С этого места пробел.

– Откуда берутся хвалебные мелодии, что играют впереди марша этих героев? Откуда, как не от звучных медных труб и звенящих тарелок!

И здесь второй.

– Брось же свой взгляд на Вивию, скажи мне, почему он, скованный по рукам и ногам, томится в тюрьме день за днем, неделю за неделей, месяц за месяцем… и сам сидит узником добровольно! Неужели это конец философии? Это самая величественная и духовная жизнь? Это ваши хваленые эмпиреи? Ради этого человек должен набираться ума да отказываться от своих самых прекрасных и оклеветанных заблуждений?

И здесь третий пробел.

– Брось свой взгляд на Вивию – на того, кто в поисках величайшей высоты добродетели и правды нажил себе только мертвенную бледность! Взвесь его сердце в своей руке, ты, блестящий золотым позументом, виртуоз Гёте! И ответь мне, отвечает ли оно твоим стандартам тяжести!

И здесь четвертый.

– О Боже, сей человек обречен гнить и гореть на столбе, и медленно угасать, и увядать там, пока не наступит время жатвы! И, о Боже, те люди, кои называют себя людьми, будут настаивать на смехе! Я ненавижу мир и мог бы растоптать легкие всех людей, как виноградины, и выбить из них дыхание напрочь, думая о горе и лицемерии, думая о правде и лжи! О! благословенно будь двадцать первое декабря и будь проклято двадцать первое июня!
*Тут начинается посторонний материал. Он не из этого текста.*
PR #1637, opened 2021-09-10
Bug fixes for batch execution

josh146:
**Context:** As part of the WIP PR #1623, several bugs and issues relating to the new batch-execution pipeline have been identified. The corresponding bug fixes have been extracted into a separate PR, for ease of review.

- I discovered that Autograd and TF have a different convention for the ordering of the Jacobian! Without any changes, this results in `qml.jacobian(qnode)` returning the _transpose_ of the expected Jacobian when using Autograd and TF (PyTorch is unaffected). To fix this, the gradient-output vectors `dy` are transposed in the Autograd/TF interfaces. The corresponding tests have also been updated.

- A bug was present when batch executing a list of tapes that may contain tapes with _no_ parameters. To fix this, an `if` statement was added to the `vjp` function. Corresponding tests to check for this behaviour have also been added to all three interface tests.

- Inside the interfaces, `with qml.tape.Unwrap(*tapes)` appeared to not be correctly determining trainable parameters when used recursively (that is, it would work on the first call correctly, and then fail on subsequent nested calls). To fix this, all instances are now being called with `set_trainable=False`.

- The torch interface was not correctly casting output of tapes that had a mixture of sampling and expvals.

- Finally, a small change was made to `qml.batch_execute` to allow transforms to override the default QNode execution logic (if needed). This need arises in the new QNode.

**Benefits:** Various bug fixes and new tests to ensure these are caught in future.

**Possible Drawbacks:** n/a


pennylane/gradients/vjp.py
```diff
@@ -318,7 +318,8 @@ def processing_fn(results):
             vjp_ = processing_fns[t_idx](res_t)
 
             if vjp_ is None:
-                vjps.append(None)
+                if reduction == "append":
+                    vjps.append(None)
```
josh146, line 322: This solves the bug

>A bug was present when batch executing a list of tapes that may contain tapes with no parameters. To fix this, an if statement was added to the vjp function. Corresponding tests to check for this behaviour have also been added to all three interface tests.

josh146: If the autodiff framework uses an `"extend"` reduction of the VJP vector, we want to skip appending `None` for tapes that have no parameter.

pennylane/interfaces/batch/autograd.py
```diff
@@ -158,7 +158,7 @@ def grad_fn(dy):
         """Returns the vector-Jacobian product with given
         parameter values and output gradient dy"""
 
-        dy = dy[0]
+        dy = [qml.math.T(d) for d in dy[0]]
```
josh146, line 161: Fixes the bug where the Autograd interface was returning the Jacobian transposed.

Note that transposing the initial `dy` vectors is safer than transposing the computed Jacobian. This is because:

- the `dy` vector will always be one-dimensional arrays (since QNodes have restricted output), so the transpose is well defined.

- The computed Jacobian, however, may be N-dimensional, since the shape is dependent on both the QNode output _and_ the QNode input weights, which can be arbitrary. So transposing the computed Jacobian is not well defined --- different autodiff frameworks may differ in how they swap the axes of a N-dimensional tensor.

pennylane/interfaces/batch/tensorflow.py
```diff
@@ -65,23 +65,27 @@ def execute(tapes, device, execute_fn, gradient_fn, gradient_kwargs, _n=1, max_d
...
         parameters += [p for i, p in enumerate(params) if i in tape.trainable_params]
 
         # store all unwrapped parameters
         params_unwrapped.append(
             [i.numpy() if isinstance(i, (tf.Variable, tf.Tensor)) else i for i in params]
         )
 
+    with qml.tape.Unwrap(*tapes, set_trainable=False):
+        # Forward pass: execute the tapes
+        res, jacs = execute_fn(tapes, **gradient_kwargs)
```
josh146, line 86: Here we move the `Unwrap` context manager _after_ the initial determination of which parameters are trainable.

In #1623, it ended up being important to always compute trainable parameters _before any tape manipulation_, due to side effects.

pennylane/interfaces/batch/tensorflow.py
```diff
@@ -92,6 +96,8 @@ def grad_fn(*dy, **tfkwargs):
             """Returns the vector-Jacobian product with given
             parameter values and output gradient dy"""
 
+            dy = [qml.math.T(d) for d in dy]
```
josh146, line 99: Fixes the bug where the TF interface was returning the Jacobian transposed.

pennylane/interfaces/batch/torch.py
```diff
@@ -93,11 +93,17 @@ def forward(ctx, kwargs, *parameters):  # pylint: disable=arguments-differ
...
                 r = np.hstack(r)
 
-            res[i] = torch.as_tensor(r, device=ctx.torch_device)
+            if isinstance(r, (list, tuple)):
+                res[i] = [torch.as_tensor(t) for t in r]
+
+                if isinstance(r, tuple):
+                    res[i] = tuple(res[i])
+            else:
+                res[i] = torch.as_tensor(r, device=ctx.torch_device)
```
josh146, line 106: Fixes a bug where the Torch interface could not correctly cast to a Torch tensor the output of a QNode that has a mixture of sampling and expectation value outputs.

tests/interfaces/test_batch_autograd.py
```diff
@@ -634,13 +666,14 @@ def cost(x, y, device):
...
             [
-                [[-np.sin(x) / 2, 0], [np.sin(x) / 2, 0]],
+                [[-np.sin(x) / 2, 0], [-np.sin(x) * np.cos(y) / 2, -np.cos(x) * np.sin(y) / 2]],
                 [
-                    [-np.sin(x) * np.cos(y) / 2, -np.cos(x) * np.sin(y) / 2],
+                    [np.sin(x) / 2, 0],
                     [np.cos(y) * np.sin(x) / 2, np.cos(x) * np.sin(y) / 2],
                 ],
             ]
         )
```
josh146, line 675: The expected output changes, since we are now returning the transpose of the Jacobian 🙂 This brings us in line with what `qml.jacobian` expects, and how the Torch interface was already behaving.

tests/interfaces/test_batch_tensorflow.py
```diff
@@ -600,12 +630,12 @@ def test_probability_differentiation(self, execute_kwargs, tol):
...
-                    [-tf.sin(x) / 2, -tf.sin(x) * tf.cos(y) / 2],
-                    [tf.sin(x) / 2, tf.cos(y) * tf.sin(x) / 2],
+                    [-tf.sin(x) / 2, tf.sin(x) / 2],
+                    [-tf.sin(x) * tf.cos(y) / 2, tf.cos(y) * tf.sin(x) / 2],
                 ],
                 [
-                    [0, -tf.cos(x) * tf.sin(y) / 2],
-                    [0, tf.cos(x) * tf.sin(y) / 2],
+                    [0, 0],
+                    [-tf.cos(x) * tf.sin(y) / 2, tf.cos(x) * tf.sin(y) / 2],
```
josh146, line 638: The expected output changes, since we are now returning the transpose of the Jacobian 🙂 This brings us in line with what `qml.jacobian` expects, and how the Torch interface was already behaving.

pennylane/gradients/gradient_transform.py
```diff
@@ -141,21 +141,25 @@ def __init__(self, transform_fn, expand_fn=gradient_expand, differentiable=True,
...
         cjac_fn = qml.transforms.classical_jacobian(qnode)
 
         def jacobian_wrapper(*args, **kwargs):
             qjac = _wrapper(*args, **kwargs)
-            cjac = cjac_fn(*args, **kwargs)
 
             if any(m.return_type is qml.operation.Probability for m in qnode.qtape.measurements):
                 qjac = qml.math.squeeze(qjac)
 
+            if not hybrid:
```
glassnotes, line 158: So basically here `hybrid` is a completely special case to be treated separately?

pennylane/interfaces/batch/autograd.py
glassnotes: The difference in ordering convention is... concerning :worried:

pennylane/transforms/batch_transform.py
```diff
@@ -158,9 +159,60 @@ def __init__(self, transform_fn, expand_fn=None, differentiable=True):
...
+
+        **Example**
+
+        .. code-block:: python
+
+            def my_transform(tape, *targs, **tkwargs):
+                ...
+                return tapes, processing_fn
+
+            @my_transform.custom_qnode_wrapper
```
glassnotes, line 177: I don't really understand what this new wrapper is for (or how this decorator syntax is working). Is this related to the PR description part below?

> Finally, a small change was made to qml.batch_execute to allow transforms to override the default QNode execution logic (if needed). This need arises in the new QNode.

tests/interfaces/test_batch_autograd.py
```diff
@@ -439,6 +439,38 @@ def cost(a, b, device):
...
+
+        params = np.array([0.1, 0.2], requires_grad=True)
+        x, y = params
+
+        res = cost(params)
+        expected = 1 + np.cos(0.5) + np.cos(x) * np.cos(y)
+        assert np.allclose(res, expected, atol=tol, rtol=0)
+
+        grad = qml.grad(cost)(params)
+        expected = [-np.cos(y) * np.sin(x), -np.cos(x) * np.sin(y)]
```
glassnotes, line 471: I'm not sure I understand this test, is the point that it is only differentiating w.r.t. the two inputs parameters and not all the gate parameters?

pennylane/gradients/gradient_transform.py
josh146: Oh, I forgot to document this change 🙁 

Essentially, the logic was a bit off previously - the classical Jacobian was being computed _always_, even if the user was specifying that they only wanted the quantum-component of the Jacobian. Moving this line up here corrects that --- now, if a user specifies `hybrid=False`, the computation of `cjac` is avoided.

pennylane/transforms/batch_transform.py
josh146: Yes, exactly 🙂 Currently, `@qml.batch_transform` wraps a decorates a function that returns `tapes, processing_fn`, and abstracts away _everything_ else; constructing the QNode, execution, etc.

However I came across issues where certain batch transformations might need to override/define their own execution.

And then I ran into a difficulty with the abstraction -- since `@qml.batch_transform` can be used as a decorator, we can't simply rely on subclassing and method overriding. Instead, we need a solution similar to JAX/Autograd, where the transform itself can register replacement methods:

image

tests/interfaces/test_batch_autograd.py
josh146: Yep, essentially. It is testing the edge case

```python
>>> execute([tape1, tape2, tape3])
>>> tape1.trainable_params
set()  # empty because it has no parametrized gates
>>> tape2.trainable_params
set()  # empty because all params are requires_grad=False
```

Currently, in the master branch, this will fail for Torch and TensorFlow. This change fixes it:

image

josh146: I figure it is important to have a test for this edge case, to ensure it can't be broken in the future.

pennylane/interfaces/batch/autograd.py
```diff
@@ -101,7 +101,7 @@ def _execute(
     if the nth-order derivative is requested. Do not set this argument unless you
     understand the consequences!
     """
-    with qml.tape.Unwrap(*tapes):
+    with qml.tape.Unwrap(*tapes, set_trainable=False):
```
anthayes92, line 104: How does this help recursive calls correctly determine the trainable parameters? Is it avoiding the trainable parameters altogether? But surely we need the trainable params at some point otherwise the bug wouldn't have been caught..

pennylane/interfaces/batch/tensorflow.py
anthayes92: Ah ok, so the trainable parameters are being found separately to unwrapping

pennylane/interfaces/batch/autograd.py
anthayes92: Ok I think this makes sense in `pennylane/interfaces/batch/tensorflow.py`

pennylane/interfaces/batch/autograd.py
anthayes92: How were the old tests passing if the transpose was being returned?

pennylane/transforms/batch_transform.py
```diff
@@ -177,7 +229,7 @@ def _wrapper(*args, **kwargs):
             interface = qnode.interface
 
             # TODO: extract gradient_fn from QNode
```
anthayes92, line 231: it looks like this TODO has been done? If so, can remove

anthayes92 (approved):

pennylane/interfaces/batch/autograd.py
josh146: Yep, the same is happening in all three places - determining trainable parameters is happening before execution now!

pennylane/transforms/batch_transform.py
josh146: This hasn't been done yet!

pennylane/interfaces/batch/autograd.py
josh146: The tests were assuming the transposed version was correct 😆 I wasn't sure which transposition was the correct one at the time

pennylane/transforms/batch_transform.py
glassnotes: Ahh, the example in the screenshot is very helpful, thanks!

pennylane/transforms/batch_transform.py
```diff
@@ -158,9 +159,60 @@ def __init__(self, transform_fn, expand_fn=None, differentiable=True):
...
+                transformed_qnode = self.default_qnode_wrapper(qnode)
+
+                def wrapper_fn(*args, **kwargs):
+                    args, kwargs = pre_process(args, kwargs)
+                    res = transformed_qnode(*args, **kwargs)
+                    ...
+                    return ...
+                return wrapper_fn
+        """
+        self.qnode_wrapper = types.MethodType(fn, self)
```
glassnotes, line 213: Never seen `types` before, so this is what performs the "replacement" with the custom wrapper?

tests/transforms/test_batch_transform.py
```diff
@@ -235,6 +235,40 @@ def circuit(x):
...
+        @my_transform(a)
+        @qml.qnode(dev)
+        def circuit(x):
+            qml.Hadamard(wires=0)
+            qml.RX(x, wires=0)
+            return qml.expval(qml.PauliX(0))
+
+        circuit(x)
+
+        captured = capsys.readouterr()
```
glassnotes, line 269: Is this to avoid using `mocker`? :laughing:

glassnotes (approved):
Thanks @josh146, your clarifications answered all my questions :smile:

pennylane/transforms/batch_transform.py
josh146: I hadn't either, I found this module from a stackoverflow answer while writing this PR 😆 

Essentially, what `types.MethodType` does is converts a standard Python function into a method of a particular object. This is required, since methods act slightly differently to functions (Python 'injects' `self` as the first argument in methods, but not in functions).

So it is a safer way of overriding an instance method at runtime, as opposed to naively doing

```python
>>> a = SomeClass()
>>> a.method = my_func  # won't work in all edge cases
>>> a.method = MethodType(my_func, a)  # safer
```

tests/transforms/test_batch_transform.py
josh146: 🙈 

(I spent _hours_ trying to get mocker to work on this test)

Из-за этих случайных пробелов может показаться, что Пьер вполне сознает многое из своего необыкновенно тяжелого и горького жребия, многое из того, что столь черно и ужасно в его душе. И все же знание своей роковой участи не позволяет ему ни на йоту изменить или улучшить свое положение. Решающее доказательство, что он не властен над своей судьбой. Ибо в экстремальных обстоятельствах души человеческие подобны тонущим людям; они прекрасно сознают, что находятся в опасности; они прекрасно сознают причины этой опасности – тем не менее море есть море, и эти тонущие люди утонут.

IV

С восьми часов утра и до полпятого вечера просиживает Пьер в своей комнате восемь с половиной часов!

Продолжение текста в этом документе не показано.